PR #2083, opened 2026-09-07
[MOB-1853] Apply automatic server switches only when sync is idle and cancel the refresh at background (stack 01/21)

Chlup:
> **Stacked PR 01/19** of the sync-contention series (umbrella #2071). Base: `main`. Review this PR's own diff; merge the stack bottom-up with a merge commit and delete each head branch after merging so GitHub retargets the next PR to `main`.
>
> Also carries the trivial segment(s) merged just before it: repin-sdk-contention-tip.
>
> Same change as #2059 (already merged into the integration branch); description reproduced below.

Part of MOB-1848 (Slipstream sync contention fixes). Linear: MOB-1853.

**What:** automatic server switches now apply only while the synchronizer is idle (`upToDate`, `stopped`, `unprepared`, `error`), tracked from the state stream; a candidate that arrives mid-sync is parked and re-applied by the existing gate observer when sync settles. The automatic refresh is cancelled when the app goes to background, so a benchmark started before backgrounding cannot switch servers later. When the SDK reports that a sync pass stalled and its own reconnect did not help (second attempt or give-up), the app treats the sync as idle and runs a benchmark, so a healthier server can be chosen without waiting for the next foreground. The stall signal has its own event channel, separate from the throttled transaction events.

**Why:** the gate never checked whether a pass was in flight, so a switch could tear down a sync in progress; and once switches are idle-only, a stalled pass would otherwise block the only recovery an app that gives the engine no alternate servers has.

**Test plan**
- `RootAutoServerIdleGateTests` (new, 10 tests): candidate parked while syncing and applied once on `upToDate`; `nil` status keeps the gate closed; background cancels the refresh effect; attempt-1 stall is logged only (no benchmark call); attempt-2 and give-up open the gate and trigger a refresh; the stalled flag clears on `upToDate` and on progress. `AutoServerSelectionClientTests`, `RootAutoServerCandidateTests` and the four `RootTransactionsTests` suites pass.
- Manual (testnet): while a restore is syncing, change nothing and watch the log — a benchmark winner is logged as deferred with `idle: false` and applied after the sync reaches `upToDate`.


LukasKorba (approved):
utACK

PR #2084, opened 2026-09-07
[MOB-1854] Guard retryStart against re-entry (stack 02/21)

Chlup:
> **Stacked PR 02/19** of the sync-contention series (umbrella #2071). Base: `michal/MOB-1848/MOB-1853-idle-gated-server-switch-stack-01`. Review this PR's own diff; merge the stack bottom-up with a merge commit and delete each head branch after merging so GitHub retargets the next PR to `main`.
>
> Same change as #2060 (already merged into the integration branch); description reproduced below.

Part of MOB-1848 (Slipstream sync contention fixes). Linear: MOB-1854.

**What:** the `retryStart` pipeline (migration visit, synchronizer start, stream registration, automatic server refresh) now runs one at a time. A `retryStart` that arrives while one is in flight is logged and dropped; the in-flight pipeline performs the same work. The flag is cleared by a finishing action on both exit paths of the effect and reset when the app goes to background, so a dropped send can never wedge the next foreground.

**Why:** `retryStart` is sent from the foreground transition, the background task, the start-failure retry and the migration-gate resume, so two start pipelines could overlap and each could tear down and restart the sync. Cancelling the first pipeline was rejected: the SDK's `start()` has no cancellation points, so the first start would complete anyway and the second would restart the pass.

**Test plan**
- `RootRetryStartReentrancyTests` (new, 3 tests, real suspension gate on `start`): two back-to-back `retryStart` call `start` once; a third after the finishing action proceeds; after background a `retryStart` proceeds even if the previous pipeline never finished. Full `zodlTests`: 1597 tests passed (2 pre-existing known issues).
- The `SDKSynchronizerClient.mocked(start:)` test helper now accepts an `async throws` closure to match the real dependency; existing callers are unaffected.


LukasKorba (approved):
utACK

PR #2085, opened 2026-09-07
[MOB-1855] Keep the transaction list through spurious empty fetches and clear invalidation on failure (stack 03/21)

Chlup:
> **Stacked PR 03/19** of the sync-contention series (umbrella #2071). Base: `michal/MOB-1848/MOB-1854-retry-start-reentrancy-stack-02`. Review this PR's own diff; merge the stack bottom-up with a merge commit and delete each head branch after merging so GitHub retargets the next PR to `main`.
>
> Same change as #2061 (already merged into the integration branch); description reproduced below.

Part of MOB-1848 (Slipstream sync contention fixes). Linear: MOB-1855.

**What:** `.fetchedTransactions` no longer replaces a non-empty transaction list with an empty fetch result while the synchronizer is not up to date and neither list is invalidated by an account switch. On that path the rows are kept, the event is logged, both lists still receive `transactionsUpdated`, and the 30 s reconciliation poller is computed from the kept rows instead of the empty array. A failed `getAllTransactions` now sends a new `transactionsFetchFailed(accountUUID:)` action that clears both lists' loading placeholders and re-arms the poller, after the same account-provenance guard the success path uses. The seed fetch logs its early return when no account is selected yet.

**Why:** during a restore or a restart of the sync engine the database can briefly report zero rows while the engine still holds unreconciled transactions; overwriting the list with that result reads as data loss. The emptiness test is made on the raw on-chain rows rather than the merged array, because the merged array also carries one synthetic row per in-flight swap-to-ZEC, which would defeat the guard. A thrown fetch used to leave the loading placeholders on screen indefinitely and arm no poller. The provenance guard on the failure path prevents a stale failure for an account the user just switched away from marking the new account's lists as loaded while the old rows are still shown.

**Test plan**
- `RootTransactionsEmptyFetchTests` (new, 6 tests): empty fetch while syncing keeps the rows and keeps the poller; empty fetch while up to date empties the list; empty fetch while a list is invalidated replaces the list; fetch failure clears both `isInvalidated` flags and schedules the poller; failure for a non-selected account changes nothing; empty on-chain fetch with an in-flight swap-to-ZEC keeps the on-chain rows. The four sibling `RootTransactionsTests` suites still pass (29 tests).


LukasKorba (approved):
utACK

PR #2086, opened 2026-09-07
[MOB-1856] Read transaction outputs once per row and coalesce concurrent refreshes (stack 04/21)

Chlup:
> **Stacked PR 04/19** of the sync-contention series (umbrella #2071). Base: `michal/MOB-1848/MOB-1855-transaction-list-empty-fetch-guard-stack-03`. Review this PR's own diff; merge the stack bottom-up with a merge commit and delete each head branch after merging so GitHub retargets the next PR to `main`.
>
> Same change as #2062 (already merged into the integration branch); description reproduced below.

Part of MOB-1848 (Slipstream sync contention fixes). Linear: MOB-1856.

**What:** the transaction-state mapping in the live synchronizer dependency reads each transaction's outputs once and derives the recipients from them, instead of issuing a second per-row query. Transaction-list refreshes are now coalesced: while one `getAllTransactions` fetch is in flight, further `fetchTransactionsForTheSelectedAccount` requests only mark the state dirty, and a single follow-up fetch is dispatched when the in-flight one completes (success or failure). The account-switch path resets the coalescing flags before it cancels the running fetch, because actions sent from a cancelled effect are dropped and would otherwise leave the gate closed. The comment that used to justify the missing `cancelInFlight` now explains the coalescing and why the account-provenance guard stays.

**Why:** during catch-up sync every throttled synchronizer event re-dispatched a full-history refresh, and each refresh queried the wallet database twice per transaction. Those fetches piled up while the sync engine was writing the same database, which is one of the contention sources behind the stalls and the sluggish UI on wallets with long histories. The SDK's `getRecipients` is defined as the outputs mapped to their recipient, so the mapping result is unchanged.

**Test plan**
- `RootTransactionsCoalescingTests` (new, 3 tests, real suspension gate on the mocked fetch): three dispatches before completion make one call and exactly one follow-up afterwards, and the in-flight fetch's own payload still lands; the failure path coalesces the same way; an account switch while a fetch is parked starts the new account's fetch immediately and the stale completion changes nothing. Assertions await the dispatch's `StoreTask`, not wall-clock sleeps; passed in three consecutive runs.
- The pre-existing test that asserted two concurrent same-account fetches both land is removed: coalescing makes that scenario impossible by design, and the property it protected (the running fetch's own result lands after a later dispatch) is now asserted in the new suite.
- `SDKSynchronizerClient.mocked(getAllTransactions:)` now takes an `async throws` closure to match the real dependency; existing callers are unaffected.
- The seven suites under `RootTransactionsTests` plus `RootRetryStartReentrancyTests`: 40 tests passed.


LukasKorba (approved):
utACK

[EXERCISE INSTRUCTIONS]
The whole of the material above should be given again exactly.

[ANSWER TO THIS EXERCISE]
PR #2083, opened 2026-09-07
[MOB-1853] Apply automatic server switches only when sync is idle and cancel the refresh at background (stack 01/21)

Chlup:
> **Stacked PR 01/19** of the sync-contention series (umbrella #2071). Base: `main`. Review this PR's own diff; merge the stack bottom-up with a merge commit and delete each head branch after merging so GitHub retargets the next PR to `main`.
>
> Also carries the trivial segment(s) merged just before it: repin-sdk-contention-tip.
>
> Same change as #2059 (already merged into the integration branch); description reproduced below.

Part of MOB-1848 (Slipstream sync contention fixes). Linear: MOB-1853.

**What:** automatic server switches now apply only while the synchronizer is idle (`upToDate`, `stopped`, `unprepared`, `error`), tracked from the state stream; a candidate that arrives mid-sync is parked and re-applied by the existing gate observer when sync settles. The automatic refresh is cancelled when the app goes to background, so a benchmark started before backgrounding cannot switch servers later. When the SDK reports that a sync pass stalled and its own reconnect did not help (second attempt or give-up), the app treats the sync as idle and runs a benchmark, so a healthier server can be chosen without waiting for the next foreground. The stall signal has its own event channel, separate from the throttled transaction events.

**Why:** the gate never checked whether a pass was in flight, so a switch could tear down a sync in progress; and once switches are idle-only, a stalled pass would otherwise block the only recovery an app that gives the engine no alternate servers has.

**Test plan**
- `RootAutoServerIdleGateTests` (new, 10 tests): candidate parked while syncing and applied once on `upToDate`; `nil` status keeps the gate closed; background cancels the refresh effect; attempt-1 stall is logged only (no benchmark call); attempt-2 and give-up open the gate and trigger a refresh; the stalled flag clears on `upToDate` and on progress. `AutoServerSelectionClientTests`, `RootAutoServerCandidateTests` and the four `RootTransactionsTests` suites pass.
- Manual (testnet): while a restore is syncing, change nothing and watch the log — a benchmark winner is logged as deferred with `idle: false` and applied after the sync reaches `upToDate`.


LukasKorba (approved):
utACK

PR #2084, opened 2026-09-07
[MOB-1854] Guard retryStart against re-entry (stack 02/21)

Chlup:
> **Stacked PR 02/19** of the sync-contention series (umbrella #2071). Base: `michal/MOB-1848/MOB-1853-idle-gated-server-switch-stack-01`. Review this PR's own diff; merge the stack bottom-up with a merge commit and delete each head branch after merging so GitHub retargets the next PR to `main`.
>
> Same change as #2060 (already merged into the integration branch); description reproduced below.

Part of MOB-1848 (Slipstream sync contention fixes). Linear: MOB-1854.

**What:** the `retryStart` pipeline (migration visit, synchronizer start, stream registration, automatic server refresh) now runs one at a time. A `retryStart` that arrives while one is in flight is logged and dropped; the in-flight pipeline performs the same work. The flag is cleared by a finishing action on both exit paths of the effect and reset when the app goes to background, so a dropped send can never wedge the next foreground.

**Why:** `retryStart` is sent from the foreground transition, the background task, the start-failure retry and the migration-gate resume, so two start pipelines could overlap and each could tear down and restart the sync. Cancelling the first pipeline was rejected: the SDK's `start()` has no cancellation points, so the first start would complete anyway and the second would restart the pass.

**Test plan**
- `RootRetryStartReentrancyTests` (new, 3 tests, real suspension gate on `start`): two back-to-back `retryStart` call `start` once; a third after the finishing action proceeds; after background a `retryStart` proceeds even if the previous pipeline never finished. Full `zodlTests`: 1597 tests passed (2 pre-existing known issues).
- The `SDKSynchronizerClient.mocked(start:)` test helper now accepts an `async throws` closure to match the real dependency; existing callers are unaffected.


LukasKorba (approved):
utACK

PR #2085, opened 2026-09-07
[MOB-1855] Keep the transaction list through spurious empty fetches and clear invalidation on failure (stack 03/21)

Chlup:
> **Stacked PR 03/19** of the sync-contention series (umbrella #2071). Base: `michal/MOB-1848/MOB-1854-retry-start-reentrancy-stack-02`. Review this PR's own diff; merge the stack bottom-up with a merge commit and delete each head branch after merging so GitHub retargets the next PR to `main`.
>
> Same change as #2061 (already merged into the integration branch); description reproduced below.

Part of MOB-1848 (Slipstream sync contention fixes). Linear: MOB-1855.

**What:** `.fetchedTransactions` no longer replaces a non-empty transaction list with an empty fetch result while the synchronizer is not up to date and neither list is invalidated by an account switch. On that path the rows are kept, the event is logged, both lists still receive `transactionsUpdated`, and the 30 s reconciliation poller is computed from the kept rows instead of the empty array. A failed `getAllTransactions` now sends a new `transactionsFetchFailed(accountUUID:)` action that clears both lists' loading placeholders and re-arms the poller, after the same account-provenance guard the success path uses. The seed fetch logs its early return when no account is selected yet.

**Why:** during a restore or a restart of the sync engine the database can briefly report zero rows while the engine still holds unreconciled transactions; overwriting the list with that result reads as data loss. The emptiness test is made on the raw on-chain rows rather than the merged array, because the merged array also carries one synthetic row per in-flight swap-to-ZEC, which would defeat the guard. A thrown fetch used to leave the loading placeholders on screen indefinitely and arm no poller. The provenance guard on the failure path prevents a stale failure for an account the user just switched away from marking the new account's lists as loaded while the old rows are still shown.

**Test plan**
- `RootTransactionsEmptyFetchTests` (new, 6 tests): empty fetch while syncing keeps the rows and keeps the poller; empty fetch while up to date empties the list; empty fetch while a list is invalidated replaces the list; fetch failure clears both `isInvalidated` flags and schedules the poller; failure for a non-selected account changes nothing; empty on-chain fetch with an in-flight swap-to-ZEC keeps the on-chain rows. The four sibling `RootTransactionsTests` suites still pass (29 tests).


LukasKorba (approved):
utACK

PR #2086, opened 2026-09-07
[MOB-1856] Read transaction outputs once per row and coalesce concurrent refreshes (stack 04/21)

Chlup:
> **Stacked PR 04/19** of the sync-contention series (umbrella #2071). Base: `michal/MOB-1848/MOB-1855-transaction-list-empty-fetch-guard-stack-03`. Review this PR's own diff; merge the stack bottom-up with a merge commit and delete each head branch after merging so GitHub retargets the next PR to `main`.
>
> Same change as #2062 (already merged into the integration branch); description reproduced below.

Part of MOB-1848 (Slipstream sync contention fixes). Linear: MOB-1856.

**What:** the transaction-state mapping in the live synchronizer dependency reads each transaction's outputs once and derives the recipients from them, instead of issuing a second per-row query. Transaction-list refreshes are now coalesced: while one `getAllTransactions` fetch is in flight, further `fetchTransactionsForTheSelectedAccount` requests only mark the state dirty, and a single follow-up fetch is dispatched when the in-flight one completes (success or failure). The account-switch path resets the coalescing flags before it cancels the running fetch, because actions sent from a cancelled effect are dropped and would otherwise leave the gate closed. The comment that used to justify the missing `cancelInFlight` now explains the coalescing and why the account-provenance guard stays.

**Why:** during catch-up sync every throttled synchronizer event re-dispatched a full-history refresh, and each refresh queried the wallet database twice per transaction. Those fetches piled up while the sync engine was writing the same database, which is one of the contention sources behind the stalls and the sluggish UI on wallets with long histories. The SDK's `getRecipients` is defined as the outputs mapped to their recipient, so the mapping result is unchanged.

**Test plan**
- `RootTransactionsCoalescingTests` (new, 3 tests, real suspension gate on the mocked fetch): three dispatches before completion make one call and exactly one follow-up afterwards, and the in-flight fetch's own payload still lands; the failure path coalesces the same way; an account switch while a fetch is parked starts the new account's fetch immediately and the stale completion changes nothing. Assertions await the dispatch's `StoreTask`, not wall-clock sleeps; passed in three consecutive runs.
- The pre-existing test that asserted two concurrent same-account fetches both land is removed: coalescing makes that scenario impossible by design, and the property it protected (the running fetch's own result lands after a later dispatch) is now asserted in the new suite.
- `SDKSynchronizerClient.mocked(getAllTransactions:)` now takes an `async throws` closure to match the real dependency; existing callers are unaffected.
- The seven suites under `RootTransactionsTests` plus `RootRetryStartReentrancyTests`: 40 tests passed.


LukasKorba (approved):
utACK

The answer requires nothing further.